WHAT YOU WILL DO:
Give the data again exactly, stopping after the "Currently you can" line.

EXERCISE INPUTS:
Issue #117, opened 2018-07-12
[launch_ros] add ability to pass parameters to Node actions


wjwwood:
Currently you can pass remapping arguments to Node as a `dict`, but to set parameters in a node from a launch file you need to pass a normal argument which points to an existing `.yaml` file.

To pass parameters via the launch file (without predefining them in an external `.yaml` file) will ultimately require the ability to pass parameters via the command line one at a time, which as of right now is not implemented yet.

In the meantime, individually specified parameters in a launch file for a node could be written into a temporary `.yaml` file by `launch` and then passed to the node, deleting the file after the node exits. However, I think this would step on a user specified parameter `.yaml` file unless the node can take more than one right now (it was discussed, but I don't know off-hand if it was implemented). In either case, if launch also lets you specify one or more `.yaml` files to be used as parameters (in addition to, and at the same time as, individually specified parameters for a node), then launch could just combine all of the yaml files and parameter kay-value pairs into a single `.yaml` file, cascading them in order (overwriting keys that appear more than once, with last wins).

It might look something like this:

```python
launch_ros.actions.Node(...,
  parameters=[
    '/path/to/first_parameter_file.yaml',
    launch_ros.actions.node.NodeParameters({
      'foo': '1',
      // can have substitutions
      [LaunchConfiguration('ros_namespace'), '.my_node.executable_location']:
        [ExecutableInPackage('my_node', 'my_package')],
      ...,
    },
    [PackageShareDir('my_package'), Dir('config') / 'my_config_file.yaml'],
  ],
)
```

sloretz:
> In the meantime, individually specified parameters in a launch file for a node could be written into a temporary .yaml file by launch and then passed to the node, deleting the file after the node exits. However, I think this would step on a user specified parameter .yaml file unless the node can take more than one right now (it was discussed, but I don't know off-hand if it was implemented).

Multiple yaml files can be given on the command line. If two files specify a value for the same parameter then the value from the later file is used.

```
ros2 run demo_nodes_cpp talker __params:=generic-default-values.yaml __params:=more-specific-values.yaml
```

wjwwood:
Cool thanks!

sloretz:
Is this ticket complete now that #135 has been merged?

dhood:
nah, it didn't include passing parameters as dicts

dhood:
(which I'm working on now)

poonam1120:
Hi, 
[...]

PR #135, opened 2018-09-12
Add ability to pass parameter files to Node actions

dhood:
Connects to ros2/launch#117

Scoped out: passing parameters as a dictionary

Still writing tests, but example usage is:
``` python3
    parameters_file = pathlib.Path(__file__).resolve().parent / 'demo_parameters.yaml'
    return LaunchDescription([
        launch_ros.actions.Node(
            package='demo_nodes_cpp', node_executable='talker', output='screen',
            parameters=[
                str(parameters_file),  # as string
                parameters_file,  # as pathlib.Path
                [ThisLaunchFileDir(), os.sep, 'demo_parameters.yaml'],  # as substitution
            ],
        ),
    ])
```

### DIFF
--- a/launch_ros/launch_ros/actions/node.py
+++ b/launch_ros/launch_ros/actions/node.py
@@ -16,6 +16,7 @@
 
 import logging
 import os
+import pathlib
 from typing import Dict  # noqa: F401
 from typing import Iterable
 from typing import List
@@ -113,7 +114,7 @@ class Node(ExecuteProcess):
             # All arguments are paths to files with parameters (or substitutions that evaluate
             # to paths).
             # TODO(dhood): add support for parameter dicts.
-            parameter_types = SomeSubstitutionsType_types_tuple
+            parameter_types = list(SomeSubstitutionsType_types_tuple) + [pathlib.Path]
             i = 0
             for param in parameters:
                 ensure_argument_type(param, parameter_types, 'parameters[{}]'.format(i), 'Node')
@@ -190,6 +191,8 @@ class Node(ExecuteProcess):
         if self.__parameters is not None:
             self.__expanded_parameters = []
             for param_file_path in self.__parameters:
+                if isinstance(param_file_path, pathlib.Path):
+                    param_file_path = str(param_file_path)
                 expanded_param_file_path = perform_substitutions(
                     context, normalize_to_list_of_substitutions(param_file_path))
                 if not os.path.isfile(expanded_param_file_path):
--- a/launch_ros/launch_ros/actions/node.py
+++ b/launch_ros/launch_ros/actions/node.py
@@ -15,6 +15,7 @@
 """Module for the Node action."""
 
 import logging
+import os
 from typing import Dict  # noqa: F401
 from typing import Iterable
 from typing import List
@@ -26,7 +27,9 @@ from launch.action import Action
 from launch.actions import ExecuteProcess
 from launch.launch_context import LaunchContext
 from launch.some_substitutions_type import SomeSubstitutionsType
+from launch.some_substitutions_type import SomeSubstitutionsType_types_tuple
 from launch.substitutions import LocalSubstitution
+from launch.utilities import ensure_argument_type
 from launch.utilities import normalize_to_list_of_substitutions
 from launch.utilities import perform_substitutions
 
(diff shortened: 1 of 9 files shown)


dhood:
Putting this in review thanks!

A new package `test_launch_ros` has been added so that demo nodes can be launched in tests. It's in a separate package to not introduce a circular package dependency if the demo packages have launch files (`demo_nodes_py` doesn't at the moment, but `demo_nodes_cpp` does, for example). There is still a circular repo dependency.

launch_ros/launch_ros/actions/node.py
```diff
@@ -165,6 +187,20 @@ def _perform_substitutions(self, context: LaunchContext) -> None:
...
+        if self.__parameters is not None:
+            self.__expanded_parameters = []
+            for param_file_path in self.__parameters:
+                if isinstance(param_file_path, pathlib.Path):
+                    param_file_path = str(param_file_path)
+                expanded_param_file_path = perform_substitutions(
+                    context, normalize_to_list_of_substitutions(param_file_path))
+                if not os.path.isfile(expanded_param_file_path):
+                    _logger.warn(
+                        'Parameter file path is not valid: {}'.format(expanded_param_file_path))
```
wjwwood: Would it be more accurate here to say "is not a file"? Is not valid implies a range of things to me, including that it exists but the contents are malformed.

dhood:
A circular repo dependency already exists for this package, from what I can remember (because rcl and rcutils use launch_testing, perhaps?). That's not to say we should just make it worse, I agree. But, if this repo already needs special release attention, then it may be worth the additional effort to keep the tests co-located with what they're testing.
What do you think @wjwwood ? move them to the system_tests repo?

mikaelarguedas:
When discussing it at Bouncy release time, one suggestion was to split `launch` + `launch_testing` in another repo.
`launch_ros` and `ros2launch` could then be released after rclpy and friends removing the circular dependency

mikaelarguedas:
> one suggestion was to split launch + launch_testing in another repo.

At that point the new "test_launch_ros" could just go in the same repo as `launch_ros`.

I don't feel like this should hold this PR though, just should be address before the Crystal release.

dirk-thomas:
> I don't feel like this should hold this PR though, just should be address before the Crystal release.

During the Bouncy release it was discover that unnoticed we had introduced a circular repository dependency. We agreed to continue with the release with the conclusion that this should be resolved after the release.

The fact that we haven't followed up on this task shouldn't justify adding more of these undesired cases - and this patch introduces a new different cycle (as far as I can see).

So this problem can very well be resolved right now and doesn't need to keep building up technical debt for the next release. I agree that this PR is not "responsible" to resolve the existing cycle but it should not introduce another new one.

launch_ros/launch_ros/actions/node.py
```diff
@@ -165,6 +187,20 @@ def _perform_substitutions(self, context: LaunchContext) -> None:
...
+        if self.__parameters is not None:
+            self.__expanded_parameters = []
+            for param_file_path in self.__parameters:
+                if isinstance(param_file_path, pathlib.Path):
+                    param_file_path = str(param_file_path)
+                expanded_param_file_path = perform_substitutions(
+                    context, normalize_to_list_of_substitutions(param_file_path))
+                if not os.path.isfile(expanded_param_file_path):
+                    _logger.warn(
+                        'Parameter file path is not file: {}'.format(expanded_param_file_path))
```
mikaelarguedas: Nit: not **a** file ?

dhood:
`launch` + `launch_testing` in a repo separate to `launch_ros` + `ros2launch` + `test_launch_ros` sounds like a reasonable repo split to me and would fix both cycles FWICT. Happy to do it as a follow up to this and  https://github.com/ros2/launch/pull/137.

wjwwood:
> We agreed to continue with the release with the conclusion that this should be resolved after the release.

I don't remember agreeing to that, I think I just said it could be changed later.

Personally, I don't think these types of cycles are a problem. In the particular case of launch, anyone making changes to launch will find it more convenient and have less overhead when they're all in the same repository. The only downside I'm aware of is that the first release needs to be done in two steps. So that's a continuous benefit for all contributors weighed against an ideal and an extra step in the release process once or twice per year for a single person. As the single affected individual for launch at the moment, I think it's a worth while trade-off to keep things in the same repository.

Therefore, I would not actually split this repository up and I definitely would not do it as part of this pull request.

dhood:
alright, I am gonna go with @wjwwood's guidance on this as maintainer of the repo and merge this PR as is. Doesn't sound like there is followup repo shuffling planned for this repo: the repo dependency cycle will stay, with the reasoning that the overhead at release time is worth it in order to keep the packages co-located.

wjwwood:
At the very least, follow up discussion of breaking up the repository can take place on a new issue.

dhood:
_CI for this branch was included in CI listed in https://github.com/ros2/launch/pull/137#issuecomment-421113871_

ANSWER TO THIS PROBLEM:
Issue #117, opened 2018-07-12
[launch_ros] add ability to pass parameters to Node actions


wjwwood:
Currently you can pass remapping arguments to Node as a `dict`, but to set parameters in a node from a launch file you need to pass a normal argument which points to an existing `.yaml` file.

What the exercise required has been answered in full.